Please restate the lines shown below exactly, every one of them.

──────────

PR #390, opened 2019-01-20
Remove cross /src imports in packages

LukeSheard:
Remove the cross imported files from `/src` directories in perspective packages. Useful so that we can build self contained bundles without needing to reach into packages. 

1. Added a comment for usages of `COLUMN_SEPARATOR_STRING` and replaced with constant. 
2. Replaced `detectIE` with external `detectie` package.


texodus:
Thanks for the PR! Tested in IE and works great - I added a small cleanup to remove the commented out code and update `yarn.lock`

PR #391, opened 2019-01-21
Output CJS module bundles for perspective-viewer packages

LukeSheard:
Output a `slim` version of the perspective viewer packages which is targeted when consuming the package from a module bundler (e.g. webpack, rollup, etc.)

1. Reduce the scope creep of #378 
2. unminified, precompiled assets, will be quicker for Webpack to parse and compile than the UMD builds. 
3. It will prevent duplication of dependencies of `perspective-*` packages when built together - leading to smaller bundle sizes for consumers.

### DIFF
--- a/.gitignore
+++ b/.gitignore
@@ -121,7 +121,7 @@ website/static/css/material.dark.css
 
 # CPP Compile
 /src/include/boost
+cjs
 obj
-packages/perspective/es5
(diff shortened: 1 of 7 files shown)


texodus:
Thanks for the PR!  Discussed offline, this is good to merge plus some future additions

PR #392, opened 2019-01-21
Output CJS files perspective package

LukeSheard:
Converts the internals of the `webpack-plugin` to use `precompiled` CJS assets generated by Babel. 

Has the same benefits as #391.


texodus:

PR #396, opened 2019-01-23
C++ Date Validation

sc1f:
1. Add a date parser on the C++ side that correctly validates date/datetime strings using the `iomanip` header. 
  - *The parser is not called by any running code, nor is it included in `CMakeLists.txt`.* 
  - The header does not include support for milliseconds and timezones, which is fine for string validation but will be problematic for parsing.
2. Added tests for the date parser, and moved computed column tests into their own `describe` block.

──────────

*Your response*.
PR #390, opened 2019-01-20
Remove cross /src imports in packages

LukeSheard:
Remove the cross imported files from `/src` directories in perspective packages. Useful so that we can build self contained bundles without needing to reach into packages. 

1. Added a comment for usages of `COLUMN_SEPARATOR_STRING` and replaced with constant. 
2. Replaced `detectIE` with external `detectie` package.


texodus:
Thanks for the PR! Tested in IE and works great - I added a small cleanup to remove the commented out code and update `yarn.lock`

PR #391, opened 2019-01-21
Output CJS module bundles for perspective-viewer packages

LukeSheard:
Output a `slim` version of the perspective viewer packages which is targeted when consuming the package from a module bundler (e.g. webpack, rollup, etc.)

1. Reduce the scope creep of #378 
2. unminified, precompiled assets, will be quicker for Webpack to parse and compile than the UMD builds. 
3. It will prevent duplication of dependencies of `perspective-*` packages when built together - leading to smaller bundle sizes for consumers.

### DIFF
--- a/.gitignore
+++ b/.gitignore
@@ -121,7 +121,7 @@ website/static/css/material.dark.css
 
 # CPP Compile
 /src/include/boost
+cjs
 obj
-packages/perspective/es5
(diff shortened: 1 of 7 files shown)


texodus:
Thanks for the PR!  Discussed offline, this is good to merge plus some future additions

PR #392, opened 2019-01-21
Output CJS files perspective package

LukeSheard:
Converts the internals of the `webpack-plugin` to use `precompiled` CJS assets generated by Babel. 

Has the same benefits as #391.


texodus:

PR #396, opened 2019-01-23
C++ Date Validation

sc1f:
1. Add a date parser on the C++ side that correctly validates date/datetime strings using the `iomanip` header. 
  - *The parser is not called by any running code, nor is it included in `CMakeLists.txt`.* 
  - The header does not include support for milliseconds and timezones, which is fine for string validation but will be problematic for parsing.
2. Added tests for the date parser, and moved computed column tests into their own `describe` block.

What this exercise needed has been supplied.